### DATASET ENTRIES

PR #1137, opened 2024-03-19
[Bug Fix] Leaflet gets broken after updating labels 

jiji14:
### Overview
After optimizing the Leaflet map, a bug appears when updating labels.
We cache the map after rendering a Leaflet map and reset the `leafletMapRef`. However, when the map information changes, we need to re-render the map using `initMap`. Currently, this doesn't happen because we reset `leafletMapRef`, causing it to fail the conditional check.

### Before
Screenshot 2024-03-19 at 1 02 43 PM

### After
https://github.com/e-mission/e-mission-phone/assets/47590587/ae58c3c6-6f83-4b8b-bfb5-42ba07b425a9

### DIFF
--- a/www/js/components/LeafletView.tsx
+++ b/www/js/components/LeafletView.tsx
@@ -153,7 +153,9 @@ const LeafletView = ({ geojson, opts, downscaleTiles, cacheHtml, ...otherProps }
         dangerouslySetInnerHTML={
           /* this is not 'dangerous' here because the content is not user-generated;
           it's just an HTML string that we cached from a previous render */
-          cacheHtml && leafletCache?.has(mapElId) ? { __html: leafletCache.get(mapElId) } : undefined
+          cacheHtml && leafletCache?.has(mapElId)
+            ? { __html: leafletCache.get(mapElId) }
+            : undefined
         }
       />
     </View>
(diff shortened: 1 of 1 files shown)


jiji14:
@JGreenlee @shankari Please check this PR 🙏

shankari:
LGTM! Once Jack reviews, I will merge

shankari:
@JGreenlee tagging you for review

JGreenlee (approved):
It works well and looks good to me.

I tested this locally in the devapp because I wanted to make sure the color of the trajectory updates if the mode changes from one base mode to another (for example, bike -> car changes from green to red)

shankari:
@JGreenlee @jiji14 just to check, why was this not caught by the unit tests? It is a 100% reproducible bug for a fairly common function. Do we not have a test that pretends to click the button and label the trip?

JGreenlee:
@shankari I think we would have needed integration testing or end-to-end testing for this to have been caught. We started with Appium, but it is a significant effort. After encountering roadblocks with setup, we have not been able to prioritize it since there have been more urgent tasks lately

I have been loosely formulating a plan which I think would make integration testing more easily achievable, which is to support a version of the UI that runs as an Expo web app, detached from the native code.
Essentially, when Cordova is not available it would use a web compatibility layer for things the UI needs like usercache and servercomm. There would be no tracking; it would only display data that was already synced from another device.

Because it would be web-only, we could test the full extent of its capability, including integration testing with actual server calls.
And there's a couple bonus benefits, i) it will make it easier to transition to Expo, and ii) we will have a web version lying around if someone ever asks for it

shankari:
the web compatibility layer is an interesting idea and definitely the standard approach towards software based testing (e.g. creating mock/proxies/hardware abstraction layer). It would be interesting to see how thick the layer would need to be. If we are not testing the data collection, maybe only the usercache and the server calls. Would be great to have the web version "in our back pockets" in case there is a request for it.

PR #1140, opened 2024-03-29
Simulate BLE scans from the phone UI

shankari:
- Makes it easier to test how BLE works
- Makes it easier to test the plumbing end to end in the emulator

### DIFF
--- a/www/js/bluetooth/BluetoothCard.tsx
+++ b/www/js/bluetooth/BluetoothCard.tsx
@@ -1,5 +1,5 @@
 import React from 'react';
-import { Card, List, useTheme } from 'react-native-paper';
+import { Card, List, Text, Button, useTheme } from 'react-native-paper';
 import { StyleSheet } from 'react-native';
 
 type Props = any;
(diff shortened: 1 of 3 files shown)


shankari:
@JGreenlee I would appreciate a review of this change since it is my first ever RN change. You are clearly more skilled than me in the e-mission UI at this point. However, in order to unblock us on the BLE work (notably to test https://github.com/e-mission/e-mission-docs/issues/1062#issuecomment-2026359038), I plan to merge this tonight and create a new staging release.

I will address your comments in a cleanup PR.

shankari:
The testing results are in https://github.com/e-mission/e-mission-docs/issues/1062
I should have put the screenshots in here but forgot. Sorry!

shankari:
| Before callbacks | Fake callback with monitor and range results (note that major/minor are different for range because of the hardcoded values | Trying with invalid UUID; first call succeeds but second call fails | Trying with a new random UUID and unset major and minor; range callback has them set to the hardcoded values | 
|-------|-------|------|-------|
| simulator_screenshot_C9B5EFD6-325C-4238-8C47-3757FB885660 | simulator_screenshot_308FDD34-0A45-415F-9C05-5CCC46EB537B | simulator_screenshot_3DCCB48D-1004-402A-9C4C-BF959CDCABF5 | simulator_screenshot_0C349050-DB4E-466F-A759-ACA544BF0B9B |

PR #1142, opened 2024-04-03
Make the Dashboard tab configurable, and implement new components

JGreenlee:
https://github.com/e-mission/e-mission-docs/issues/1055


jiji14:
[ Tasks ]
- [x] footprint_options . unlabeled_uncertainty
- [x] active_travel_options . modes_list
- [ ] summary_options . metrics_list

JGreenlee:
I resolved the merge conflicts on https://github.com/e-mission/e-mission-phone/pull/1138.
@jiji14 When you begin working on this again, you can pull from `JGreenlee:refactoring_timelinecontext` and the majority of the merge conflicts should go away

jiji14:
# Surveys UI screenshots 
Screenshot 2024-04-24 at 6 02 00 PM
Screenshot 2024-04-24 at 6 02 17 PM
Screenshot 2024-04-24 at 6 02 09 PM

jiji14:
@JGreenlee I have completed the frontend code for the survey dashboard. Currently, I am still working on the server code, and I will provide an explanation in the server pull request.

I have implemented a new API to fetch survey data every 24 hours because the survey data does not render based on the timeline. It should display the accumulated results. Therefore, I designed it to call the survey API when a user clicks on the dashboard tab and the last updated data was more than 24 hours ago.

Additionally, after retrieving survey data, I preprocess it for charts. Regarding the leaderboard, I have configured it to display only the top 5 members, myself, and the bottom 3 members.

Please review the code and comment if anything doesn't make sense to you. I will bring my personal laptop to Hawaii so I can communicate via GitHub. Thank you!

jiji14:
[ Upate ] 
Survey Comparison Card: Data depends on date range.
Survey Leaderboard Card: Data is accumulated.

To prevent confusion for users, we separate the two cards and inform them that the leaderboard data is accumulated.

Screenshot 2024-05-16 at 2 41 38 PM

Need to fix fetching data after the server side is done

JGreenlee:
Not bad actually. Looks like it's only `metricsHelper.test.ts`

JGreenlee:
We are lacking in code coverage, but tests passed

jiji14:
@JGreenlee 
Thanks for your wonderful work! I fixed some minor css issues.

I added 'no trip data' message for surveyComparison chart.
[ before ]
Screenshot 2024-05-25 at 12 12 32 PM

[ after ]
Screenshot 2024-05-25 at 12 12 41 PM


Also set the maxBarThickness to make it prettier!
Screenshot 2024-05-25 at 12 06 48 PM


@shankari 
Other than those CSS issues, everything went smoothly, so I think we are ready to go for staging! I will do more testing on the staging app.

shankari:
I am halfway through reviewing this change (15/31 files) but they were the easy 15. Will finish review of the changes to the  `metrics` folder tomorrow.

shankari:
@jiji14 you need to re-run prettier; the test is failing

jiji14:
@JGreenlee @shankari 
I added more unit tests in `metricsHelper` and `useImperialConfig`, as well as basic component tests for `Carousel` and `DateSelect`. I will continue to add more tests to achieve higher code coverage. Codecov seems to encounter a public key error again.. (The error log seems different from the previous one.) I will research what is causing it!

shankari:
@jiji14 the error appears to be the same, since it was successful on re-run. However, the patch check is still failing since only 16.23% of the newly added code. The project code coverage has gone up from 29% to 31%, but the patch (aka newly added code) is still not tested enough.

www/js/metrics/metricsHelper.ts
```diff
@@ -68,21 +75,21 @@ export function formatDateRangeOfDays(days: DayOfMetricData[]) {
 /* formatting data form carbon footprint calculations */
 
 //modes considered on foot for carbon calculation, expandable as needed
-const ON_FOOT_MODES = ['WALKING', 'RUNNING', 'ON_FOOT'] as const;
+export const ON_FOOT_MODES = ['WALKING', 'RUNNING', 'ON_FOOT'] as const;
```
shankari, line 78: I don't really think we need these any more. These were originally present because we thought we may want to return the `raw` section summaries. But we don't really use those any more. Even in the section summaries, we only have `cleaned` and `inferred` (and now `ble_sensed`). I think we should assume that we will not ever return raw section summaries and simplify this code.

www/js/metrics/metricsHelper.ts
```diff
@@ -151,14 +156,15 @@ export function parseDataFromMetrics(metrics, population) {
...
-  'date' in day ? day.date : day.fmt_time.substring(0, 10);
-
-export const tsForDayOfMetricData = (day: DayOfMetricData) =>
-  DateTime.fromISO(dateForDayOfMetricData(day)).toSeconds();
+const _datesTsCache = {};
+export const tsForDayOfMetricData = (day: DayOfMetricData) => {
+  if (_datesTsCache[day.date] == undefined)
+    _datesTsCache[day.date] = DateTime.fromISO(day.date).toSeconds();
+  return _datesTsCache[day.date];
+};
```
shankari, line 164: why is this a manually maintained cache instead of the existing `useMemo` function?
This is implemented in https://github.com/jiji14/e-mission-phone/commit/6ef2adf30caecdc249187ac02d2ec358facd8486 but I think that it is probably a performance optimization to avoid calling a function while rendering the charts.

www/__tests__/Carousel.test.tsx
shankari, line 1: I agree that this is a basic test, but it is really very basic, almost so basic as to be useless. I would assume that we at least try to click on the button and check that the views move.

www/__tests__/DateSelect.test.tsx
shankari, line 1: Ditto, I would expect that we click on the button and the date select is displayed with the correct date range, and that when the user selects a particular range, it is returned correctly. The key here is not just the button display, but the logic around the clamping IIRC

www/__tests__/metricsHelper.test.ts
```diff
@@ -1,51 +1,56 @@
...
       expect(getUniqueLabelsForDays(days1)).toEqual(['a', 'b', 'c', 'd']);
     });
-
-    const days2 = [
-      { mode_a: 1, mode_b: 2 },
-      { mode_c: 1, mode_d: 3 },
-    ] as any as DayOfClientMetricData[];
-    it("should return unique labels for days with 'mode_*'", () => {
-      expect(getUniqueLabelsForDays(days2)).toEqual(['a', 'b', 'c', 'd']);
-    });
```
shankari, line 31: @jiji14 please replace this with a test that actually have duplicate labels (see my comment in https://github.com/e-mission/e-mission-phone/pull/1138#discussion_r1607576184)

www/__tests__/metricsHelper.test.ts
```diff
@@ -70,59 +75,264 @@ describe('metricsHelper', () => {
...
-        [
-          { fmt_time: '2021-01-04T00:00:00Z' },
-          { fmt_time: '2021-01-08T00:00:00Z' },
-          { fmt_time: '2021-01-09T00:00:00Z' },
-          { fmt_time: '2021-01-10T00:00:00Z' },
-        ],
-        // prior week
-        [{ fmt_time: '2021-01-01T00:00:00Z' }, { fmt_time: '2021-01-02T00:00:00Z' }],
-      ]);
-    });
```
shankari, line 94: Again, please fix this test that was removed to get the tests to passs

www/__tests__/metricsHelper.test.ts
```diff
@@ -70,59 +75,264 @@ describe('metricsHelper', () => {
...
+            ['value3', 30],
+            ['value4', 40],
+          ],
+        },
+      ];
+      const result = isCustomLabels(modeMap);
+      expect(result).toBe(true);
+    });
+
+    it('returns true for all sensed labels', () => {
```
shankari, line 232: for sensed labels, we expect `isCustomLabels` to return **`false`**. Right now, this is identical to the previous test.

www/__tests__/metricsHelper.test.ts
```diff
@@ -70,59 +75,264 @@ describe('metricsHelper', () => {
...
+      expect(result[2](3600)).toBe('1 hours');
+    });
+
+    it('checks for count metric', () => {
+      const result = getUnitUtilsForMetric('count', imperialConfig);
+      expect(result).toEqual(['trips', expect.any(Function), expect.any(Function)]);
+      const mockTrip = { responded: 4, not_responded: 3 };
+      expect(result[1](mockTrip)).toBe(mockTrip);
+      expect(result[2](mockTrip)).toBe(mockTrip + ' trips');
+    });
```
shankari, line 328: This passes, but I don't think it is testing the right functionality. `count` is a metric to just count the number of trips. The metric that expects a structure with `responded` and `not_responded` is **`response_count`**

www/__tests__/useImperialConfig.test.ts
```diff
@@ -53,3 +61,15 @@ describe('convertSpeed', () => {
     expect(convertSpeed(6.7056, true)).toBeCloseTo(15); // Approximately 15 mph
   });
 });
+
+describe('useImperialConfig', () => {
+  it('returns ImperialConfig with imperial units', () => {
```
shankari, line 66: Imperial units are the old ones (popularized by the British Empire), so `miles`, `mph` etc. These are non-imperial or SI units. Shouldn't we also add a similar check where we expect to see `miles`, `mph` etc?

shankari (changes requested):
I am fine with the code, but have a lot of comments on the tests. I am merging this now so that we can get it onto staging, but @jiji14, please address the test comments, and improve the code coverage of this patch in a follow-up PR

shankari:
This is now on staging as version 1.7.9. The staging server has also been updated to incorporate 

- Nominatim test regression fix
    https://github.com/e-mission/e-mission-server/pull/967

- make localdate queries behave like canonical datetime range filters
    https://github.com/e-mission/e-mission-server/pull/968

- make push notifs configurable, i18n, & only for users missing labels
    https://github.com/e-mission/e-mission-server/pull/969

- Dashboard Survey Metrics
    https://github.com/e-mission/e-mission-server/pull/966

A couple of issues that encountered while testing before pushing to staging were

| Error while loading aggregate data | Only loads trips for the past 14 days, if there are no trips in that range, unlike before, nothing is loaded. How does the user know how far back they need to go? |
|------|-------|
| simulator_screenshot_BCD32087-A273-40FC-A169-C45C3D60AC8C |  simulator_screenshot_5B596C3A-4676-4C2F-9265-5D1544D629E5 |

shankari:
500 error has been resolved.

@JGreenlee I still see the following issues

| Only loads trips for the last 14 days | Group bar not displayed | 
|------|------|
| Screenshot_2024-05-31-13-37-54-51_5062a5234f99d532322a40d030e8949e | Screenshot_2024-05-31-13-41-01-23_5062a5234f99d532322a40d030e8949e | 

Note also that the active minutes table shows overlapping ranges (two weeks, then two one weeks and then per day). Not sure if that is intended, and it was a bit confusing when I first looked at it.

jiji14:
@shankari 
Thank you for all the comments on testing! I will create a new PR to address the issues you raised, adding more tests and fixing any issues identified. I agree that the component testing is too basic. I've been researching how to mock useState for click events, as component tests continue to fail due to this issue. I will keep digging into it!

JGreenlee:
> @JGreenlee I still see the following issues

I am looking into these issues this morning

### ABOUT THIS TASK
In the data above, find the line that contains "you for review", then reproduce exactly every line from the first line through that line.

### WRITTEN REPLY
PR #1137, opened 2024-03-19
[Bug Fix] Leaflet gets broken after updating labels 

jiji14:
### Overview
After optimizing the Leaflet map, a bug appears when updating labels.
We cache the map after rendering a Leaflet map and reset the `leafletMapRef`. However, when the map information changes, we need to re-render the map using `initMap`. Currently, this doesn't happen because we reset `leafletMapRef`, causing it to fail the conditional check.

### Before
Screenshot 2024-03-19 at 1 02 43 PM

### After
https://github.com/e-mission/e-mission-phone/assets/47590587/ae58c3c6-6f83-4b8b-bfb5-42ba07b425a9

### DIFF
--- a/www/js/components/LeafletView.tsx
+++ b/www/js/components/LeafletView.tsx
@@ -153,7 +153,9 @@ const LeafletView = ({ geojson, opts, downscaleTiles, cacheHtml, ...otherProps }
         dangerouslySetInnerHTML={
           /* this is not 'dangerous' here because the content is not user-generated;
           it's just an HTML string that we cached from a previous render */
-          cacheHtml && leafletCache?.has(mapElId) ? { __html: leafletCache.get(mapElId) } : undefined
+          cacheHtml && leafletCache?.has(mapElId)
+            ? { __html: leafletCache.get(mapElId) }
+            : undefined
         }
       />
     </View>
(diff shortened: 1 of 1 files shown)


jiji14:
@JGreenlee @shankari Please check this PR 🙏

shankari:
LGTM! Once Jack reviews, I will merge

shankari:
@JGreenlee tagging you for review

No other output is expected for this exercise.